View Full Version : Google fails to abide by robots.txt
PhilC
09-16-2005, 06:08 PM
I have a site that was penalised almost 2 months ago. It had some grey bits in it which I cleaned out completely. Part of the clean-up was to disallow Googlebot from indexing the content a particular sub-directory, and the modified robots.txt file was uploaded on the 8th of August. It is now the 16th of September (5 weeks later), and Googlebot has got the robots.txt file many times since then, so all the pages that they had indexed from that sub-directory should have been long gone from the index by now.
The penalty caused the claimed ~60k pages in the index to steadily decrease until ~700 were left, and all in the normal index. Almost all of them were from the denied sub-directory. The next time I looked, maybe a week later, there were no pages left in the normal index, but there were 5,900 in the Supplemental index for a site: search with "www.", and 17,800 in the Supplemental index for a non-www. site: search. And they have stayed around that number for a while.

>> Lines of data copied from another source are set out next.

Issue #414, opened 2021-03-12
Anyway to indicate the cache directory for downloaded indexes?


ArvinZhuang:
Hi,
Is there any way to instruct the cache directory to download the index? instead of the default .cache in the home folder?

Thanks

lintool:
Not currently... but you can change the directory in the code? PRs to generalize this welcome!

MXueguang:
Yes, It is reasonable to make cache dir configurable. Since some of our pre-built index is to large to simply store under HOME.

transformers can configure cache dir by setting environment dir 'TRANSFORMERS_CACHE'. We can implement something similar, i.e.. 'PYSERINI_CACHE'

@ArvinZhuang for now, you can modify the code here https://github.com/castorini/pyserini/blob/229647961ac973753bd0e23355850d9473f74718/pyserini/util.py#L91

ArvinZhuang:
Hi, I have modified the code and submitted a PR to solve the problem.

MXueguang:
closed by https://github.com/castorini/pyserini/pull/416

There shouldn't be any of those pages in any index. Google's site states that the way to have parts of a site removed from the index is to use the robots.txt file, but they ignore that file for the Supplemental index, and yet they do use Supplemental pages for obscure searchterms. That's not on.
projectphp
09-16-2005, 09:47 PM
Phil, robots.txt says "Do not download these pages". It says nothing about indexing. Read Alan Perkin's excellent article on the difference between robots.txt and robots meta tag for the semantic difference. Google is doing nothing wrong, IMHO, as you have not shown that tehy actually downloaded said pages, they just haven't removed them. If they only remove pages after the time has come to recrawl them, then pages may stay in teh index for significant periods of time.
Oh, and to remove them absolutely, use this: http://services.google.com:8882/urlconsole/controller?cmd=reload&lastcmd=login
It is a tool that will, within 24 hours, remove pages based upon a robots.txt file. I have used it several times, and each time it has worked a treat! This works because it is active, not passively waiting to crawl a page only to find it is dissallowed and removing it.
PhilC
09-16-2005, 10:57 PM
Huh. All these years I'd understood it the other way round - that robots.txt disallows files from being indexed, but not from being downloaded. We live and learn - thanks :)

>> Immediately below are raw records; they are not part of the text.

PR #419, opened 2021-03-12
fix download cache and test

MXueguang:


tests/test_index_download.py
```diff
@@ -0,0 +1,40 @@
...
+import shutil
+from pyserini import search
+from pyserini.util import get_cache_home
+
+
+class TestIndexDownload(unittest.TestCase):
+
+    def test_default_cache(self):
+        os.unsetenv('PYSERINI_CACHE')
+        search.SimpleSearcher.from_prebuilt_index('robust04')
```
lintool, line 28: I think it'll look cleaner if you import `SimpleSearcher` directly so you don't need the `search.` prefix.

lintool (approved):
Minor nit.

Issue #396, opened 2021-02-26
topics and encoded-queries mapping 


MXueguang:
Currently, we are attaching encoded-queries to topic name. i.e. `dpr-nq-test` is going to use `query-embedding-nq-test-dpr-multi`.
It worked since we were having 1-to-1 mapping between topics and encoded-queries.

But now we have multiple encoders for the same topic. I.e. DPR and ANCE both have encoder for `dpr-nq-test`.

maybe add back the option `--encoded-queries`?

lintool:
Related:

```
$ ls ~/.cache/pyserini/queries/
query-embedding-curated_trec-test-dpr-multi-20210129-3a276c.e4c6e96e9f4a733c32941a6288b92316	query-embedding-squad-test-dpr-multi-20210129-3a276c.e1c41fe5261c8b09c442ee57f525be53
query-embedding-msmarco-passage-dev-subset-20210112-be7119.c9398a713ff13e1780ea2aa2747deb2f	query-embedding-trivia_qa-test-dpr-multi-20210129-3a276c.c7b3c2a415ce9ace27da13432a817824
query-embedding-msmarco-passage-dev-subset-20210115-cd5034.0e448fda77344e7b892e861f416a8870	query-embedding-wq-test-dpr-multi-20210129-3a276c.8b8a9054ec1e6ce57446acdc133fecbe
query-embedding-nq-test-dpr-multi-20210129-3a276c.dd92355c7661cf23a802e793cd5a73ff
```

We should stick to the convention of `model-corpus` so that the queries sort nicely... so `dpr` should come first...

MXueguang:
closed by https://github.com/castorini/pyserini/pull/458

PR #420, opened 2021-03-12
add ANCE encoded queries and update ANCE doc

MXueguang:


pyserini/encoded_query_info.py
```diff
@@ -29,7 +39,27 @@
         "total_queries": 3610,
         "downloaded": False
     },
-    "dpr-trivia_qa-dev-multi": {
+    "dpr-nq-dev-ance-multi": {
```
lintool, line 42: Related: https://github.com/castorini/pyserini/issues/396#issuecomment-789761717

i.e., consistent naming... but doesn't have to be in this PR.

lintool (approved):

pyserini/encoded_query_info.py
MXueguang: Let's fix in this PR.
will update soon

MXueguang: fixed the encoded query by moving "dpr" to front

PR #421, opened 2021-03-13
add SBERT passage encode script

MXueguang:


lintool (approved):

lintool:
hey @MXueguang - at some point, we might want to write a more general encoder script that spans multiple models...

MXueguang:
yeah we should. 
Once we integrated SBERT i think?

lintool:
Not a big rush because these are util scripts that aren't pushed to pip, so don't really need to be clean and polished...

PR #428, opened 2021-03-15
sbert query encoder

MXueguang:


docs/experiments-sbert.md
```diff
@@ -0,0 +1,35 @@
+# Pyserini: Replicating S-BERT MSMARCO Results
```
lintool, line 1: Do we want to use "SBERT" (without dash) to be consistent with everything else?

lintool (approved):
lgtm, minor comment.

docs/experiments-sbert.md
MXueguang: sure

I used the removal form. It states 5 days, but that doesn't matter.
It's possible that the site's thousands of pages in the index would never have been removed because I don't think they would come up for spidering again, but I may be wrong about that as well.
projectphp
09-17-2005, 05:56 AM
It says 5 days now? I am sure the first time I used it it said 24 hours, and then 48 hours...
That tool is something I wish all the Crawler based engines had. Would really help when files are "accidentally" indexed, or in the case of legal disputes (the "take my page down or feel the Wrath of Lawyer" stuff).
PhilC
09-17-2005, 08:34 AM
It's fortunate that all the pages are dynamic. Imagine having to add the necessary meta tag to thousands of different pages :(
I just had a thought. My robots.txt file still bans Googlebot from getting any of the pages. Google's instructions don't suggest that it should be changed to allow the pages to be accessed, so that the meta tags can be seen. Any thoughts on that?
I've removed the disallow line, just in case.
PhilC
09-17-2005, 08:46 AM
It says 5 days now? I am sure the first time I used it it said 24 hours, and then 48 hours...
That tool is something I wish all the Crawler based engines had. Would really help when files are "accidentally" indexed, or in the case of legal disputes (the "take my page down or feel the Wrath of Lawyer" stuff).
Yep - "within 5 days".
There was a legal dispute discussed here recently, where the lawyer was insisting that a snippet was removed/changed from the search results. It can be done with this tool, but nobody suggested it in the thread.
projectphp
09-17-2005, 09:41 AM
It can be done with this tool, but nobody suggested it in the thread.
Good point! Ppl are usually obsessed with ranking and getting indexed, not getting stuff removed, so I often forget that tool is there, and exactly what it does. As I said, a VERY helpful set of tools, and one that, IMHO, could and should be expanded upon (with some of the notification stuff one would hope...)
PhilC
09-17-2005, 12:44 PM
... could and should be expanded upon (with some of the notification stuff one would hope...)Now that would be a really nice addition.
PhilC
09-18-2005, 10:23 PM
They removed all the pages from the Supplemental index, and it took 1 day. The only problem is that they removed the few pages that weren't in the Supplemental index, and that weren't requested to be removed. Strange. Still, I can now work towards getting the site back in the index.